* **THE PROBLEM**: In the lines below, look for "include". Copy each line where it appears.

* **AVAILABLE RECORDS**:
PR #1492, opened 2018-08-13
Automatically Generated Go Bindings

yaswagner:
This pull request is an attempt at adding a Go binding generator to mlpack's codebase. The generated bindings include a C with C++ utility functions which can then be used by Go's cgo tool who lets Go packages call C code. The matrix used for the go bindings are from the gonum package (https://github.com/gonum).

The implementation of two parameters, precisely the matrix with dataset info parameter and the vectors of strings parameter, are still work in progress and are yet to be implemented.

GENERATING THE BINDING

First, to generate the bindings get mlpack in your go workspace:

	$  go get https://github.com/yaswagner/mlpack/

Then in your terminal go to the mlpack folder create your build directory and build cmake as desired.
For example:

	$ cd ${GOPATH}/src/mlpack.
	$ mkdir build
	$ cd build
	$ cmake -D BUILD_GO_BINDINGS=ON -D BUILD_PYTHON_BINDINGS=OFF ../
	$ make 

You can generate a specific binding to generate by using the mlpack_go_{method} target.
For instance, for the pca method:

	$ make mlpack_go_pca

USING THE BINDINGS

To use the bindings in Go, you must import the mlpack package and gonum package.

For example:

	import (
		"mlpack/build/src/mlpack/bindings/go/mlpack"
		"gonum.org/v1/gonum/mat"
	)

Optional parameters need to be set in the methods config struct and then we can set our desired parameters.
For instance, for pca, we can initialize the config struct called param and set verbosity to true by doing:

	param := mlpack.InitializePca()
	param.Verbose = true

We can then pass our optional parameters and call the Pca method as such:

	output := mlpack.Pca(input, param)

For output parameters we do not wish to use, we can use an underscore. 
For example, for the perceptron, if we wish to only use the 'output_model' and not 'output'"

	_, output_model := mlpack.Perceptron(param)

In order to get documentation about a method, we use 'godoc'.
For example, for the pca method we would type on the command line:

	godoc mlpack/build/src/mlpack/bindings/go/mlpack Pca

TESTING THE BINDINGS

Finally, to test the binding, Go's 'testing' is used. Simply go to the go test file following directory as such:

	$ cd ${GOPATH}/src/mlpack/src/bindings/go/tests/gofile

Then test by using the 'go test' command tool, as such:

	$ go test -v


src/mlpack/bindings/go/mlpack/cli_util.go
```diff
@@ -0,0 +1,150 @@
...
+func GetParamVecString(identifier string) []string {
+	e := int(C.MLPACK_VecStringSize(C.CString(identifier)))
+
+	var v MLPACK_VectorType
+	v.allocVecStringPtr(identifier)
+	runtime.GC()
+	time.Sleep(time.Second)
+
+	// Convert pointer to slice of data, to then pass it to a gonum matrix.
+	data := (*[1<<30 - 1]string)(v.mem)
```
rcurtin: I don't easily follow the `*[1<<30 - 1]string` here, is the idea that you are casting this to a very long string array?  If you say it's safe I trust you (since I am not a Go expert), but maybe it is better to convert it to a `double` pointer of the expected length?  Like `(*[v.n_elem]double)(v.mem)`?  I have no idea if that would work.

src/mlpack/bindings/go/print_cpp.cpp
```diff
@@ -0,0 +1,103 @@
...
+  }
+
+  for (ParamIter it = parameters.begin(); it != parameters.end(); ++it)
+  {
+    const util::ParamData& d = it->second;
+    if (d.input && !d.required &&
+        d.name != "help" && d.name != "info" &&
+        d.name != "version")
+      inputOptions.push_back(it->first);
+  }
```
rcurtin: Actually it looks like you are not using `inputOptions` or `outputOptions`, so I think you can remove this code.

src/mlpack/bindings/go/print_defn_output.hpp
```diff
@@ -0,0 +1,93 @@
...
+ * @param output Unused parameter.
+ */
+template<typename T>
+void PrintDefnOutput(const util::ParamData& d,
+                           const void* /* input */,
+                           void* /* output */)
+{
+
+  PrintDefnOutput<typename std::remove_pointer<T>::type>(d);
+
```
rcurtin: I think we could remove the extra empty lines here.  (I know it is a tiny style issue.)

src/mlpack/bindings/go/print_doc_functions_impl.hpp
```diff
@@ -0,0 +1,328 @@
...
+template<typename... Args>
+std::string ProgramCall(const std::string& programName, Args... args)
+{
+  std::string result = "";
+  std::string goProgramName = programName;
+  goProgramName[0] = std::toupper(goProgramName[0]);
+
+  // Initialize the method parameter structure
+  std::ostringstream oss;
+  oss << ">>> param := Initialize" << goProgramName << "()\n";
```
rcurtin: The `>>>` here was meant to imitate the Python REPL, but I don't know if Go has any equivalent thing.  You might consider just having a couple spaces indentation, i.e. `"  param := Initialize"` instead, but I'm not picky on how to do it.

src/mlpack/bindings/go/print_doc_functions_impl.hpp
```diff
@@ -0,0 +1,328 @@
...
+  return goModelName;
+}
+
+/**
+ * Given the name of a matrix, print it.  Here we do not need to modify
+ * anything.
+ */
+inline std::string PrintDataset(const std::string& datasetName)
+{
+  return "" + datasetName + "";
```
rcurtin: I guess this could just be `return datasetName`. :)

src/mlpack/bindings/go/print_doc_functions_impl.hpp
```diff
@@ -0,0 +1,328 @@
...
+/**
+ * Given the parameter name and an argument, return what should be written as
+ * documentation when referencing that argument.
+ */
+template<typename T>
+inline std::string ParamString(const std::string& paramName, const T& value)
+{
+  std::ostringstream oss;
+    oss << paramName << "=" << value;
+  return oss.str();
```
rcurtin: I think that this function will actually never be called, judging by all the calls to `PRINT_PARAM_STRING()` that I find in the `src/mlpack/methods/` folders.  So maybe it can be removed?

src/mlpack/bindings/go/print_go.cpp
```diff
@@ -0,0 +1,298 @@
...
+      inputOptions.push_back(it->first);
+  }
+
+  // First, we must generate the mlpack package name.
+  cout << "package mlpack" << endl;
+  cout << endl;
+
+  // Now we must print the cgo's import libraries and files.
+  cout << "/*" << endl;
+  cout << "#cgo CFLAGS: -I/capi -I. -g -Wall" << endl;
```
rcurtin: Should this be `-I./capi`?  Otherwise it would reference the `/capi` folder from the root of the filesystem.  Also we should probably remove `-g` at some point.

src/mlpack/bindings/go/print_go.cpp
```diff
@@ -0,0 +1,298 @@
...
+  cout << "#cgo LDFLAGS: -L/usr/local/lib/ -lm "
+      << "-lmlpack -L. -lmlpack_go_" << functionName << endl;
```
rcurtin: It may also be better to generate this automatically later from the CMake configuration, but that will make things more complex.  What do you think?

src/mlpack/bindings/go/print_go.cpp
```diff
@@ -0,0 +1,298 @@
...
+  for (ParamIter it = parameters.begin(); it != parameters.end(); ++it)
+  {
+    const util::ParamData& d = it->second;
+    if (d.input)
+      CLI::GetSingleton().functionMap[d.tname]["PrintModelUtilGo"](d, NULL, NULL);
+  }
+
+  // Print the comment describing the function and its parameters.
+  cout << "/*" << endl;
+  cout << "  " << HyphenateString(programInfo.documentation(), 2) << endl;
```
rcurtin: It's really awesome that the documentation printing works great!  That is not an easy thing given how different it is than the Python printing.  I did find one slight bug though; in the perceptron documentation, we get this:

```
  >>> param := InitializePerceptron()
  >>> param.Training = training_data
  >>> param.Labels = training_labels
  >>> perceptron := Perceptron(param)
~~
  Then, this model can be re-used for classification on the test data test_data.
   The example below does precisely that, saving the predicted classes to
  predictions.
~~
  >>> param := InitializePerceptron()
  >>> param.Input_model = perceptron
  >>> param.Test = test_data
  >>> predictions := Perceptron(param)
```

But I think, we also have to ignore the non-used return values, so it should be `_, perceptron := Perceptron(param)` then `predictions, _ := Perceptron(param)`.  I think it should not be too hard, just need to loop over the output options and see which ones aren't being used when printing the output documentation.  (Maybe it is harder than I think.  I am not sure, I haven't thought very hard about it...)

In any case the autogenerated documentation looks great otherwise!  That is one of the trickiest parts I had a lot of problems with for Python.  :rocket: * :+1: * :tada:

src/mlpack/bindings/go/print_h.cpp
```diff
@@ -0,0 +1,99 @@
...
+  }
+
+  for (ParamIter it = parameters.begin(); it != parameters.end(); ++it)
+  {
+    const util::ParamData& d = it->second;
+    if (d.input && !d.required &&
+        d.name != "help" && d.name != "info" &&
+        d.name != "version")
+      inputOptions.push_back(it->first);
+  }
```
rcurtin: Here also I think we are not using `inputOptions` or `outputOptions`.

src/mlpack/bindings/go/print_method_config.hpp
```diff
@@ -0,0 +1,148 @@
...
+    const util::ParamData& d,
+    const size_t indent,
+    const typename boost::disable_if<arma::is_arma_type<T>>::type* = 0,
+    const typename boost::enable_if<data::HasSerialize<T>>::type* = 0)
+{
+  const std::string prefix(indent, ' ');
+
+  std::string def = "nil";
+  if (std::is_same<T, bool>::value)
+    def = "false";
```
rcurtin: This is only enabled if the type has a `serialize()` function, so `bool` can't match here.  Also this seems to be the same code as the overload above, so you could change the SFINAE and use only one function (assuming they are exactly the same, I think they are):

```
template<typename T>
void PrintMethodConfig(
    const util::ParamData& d,
    const size_t indent,
    const typename boost::enable_if<arma::is_arma_type<T>>::type* = 0,
    const typename boost::enable_if<data::HasSerialize<T>>::type* = 0)
```

src/mlpack/bindings/go/print_method_init.hpp
```diff
@@ -0,0 +1,170 @@
...
+#include <mlpack/prereqs.hpp>
+#include "get_go_type.hpp"
+#include "strip_type.hpp"
+
+namespace mlpack {
+namespace bindings {
+namespace go {
+
+/**
+ * Print parameter with it's default value for a standard option type.
```
rcurtin: Tiny typo that jumped out at me, this should be `its`. Sorry for being pedantic. :)

src/mlpack/bindings/go/tests/gofile/go_binding_test.go
```diff
@@ -0,0 +1,351 @@
...
+
+import (
+	"mlpack/build/src/mlpack/bindings/go/mlpack"
+	"testing"
+
+	"gonum.org/v1/gonum/mat"
+)
+
+func TestRunBindingNoFlag(t *testing.T) {
+	t.Log("Test that when we run the binding correctly (with correct input parameters), we get the expected output.")
```
rcurtin: Can you make sure the lines are 80 characters or less please?  (I guess the automatic style checker doesn't check .go files.)

src/mlpack/bindings/go/tests/test_go_binding_main.cpp
```diff
@@ -0,0 +1,168 @@
+/**
```
rcurtin: I can't comment on the right file, so this comment is kinda off in nowhere, but do we need to include the file `src/mlpack/bindings/go/tests/gofile/gofile`?  It seems like it's a binary file, maybe a build artifact or something?

src/mlpack/bindings/go/mlpack/capi/arma_util.cpp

* **WRITTEN ANSWER**:
This pull request is an attempt at adding a Go binding generator to mlpack's codebase. The generated bindings include a C with C++ utility functions which can then be used by Go's cgo tool who lets Go packages call C code. The matrix used for the go bindings are from the gonum package (https://github.com/gonum).
+#include <mlpack/prereqs.hpp>
+#include "get_go_type.hpp"
+#include "strip_type.hpp"
rcurtin: I can't comment on the right file, so this comment is kinda off in nowhere, but do we need to include the file `src/mlpack/bindings/go/tests/gofile/gofile`?  It seems like it's a binary file, maybe a build artifact or something?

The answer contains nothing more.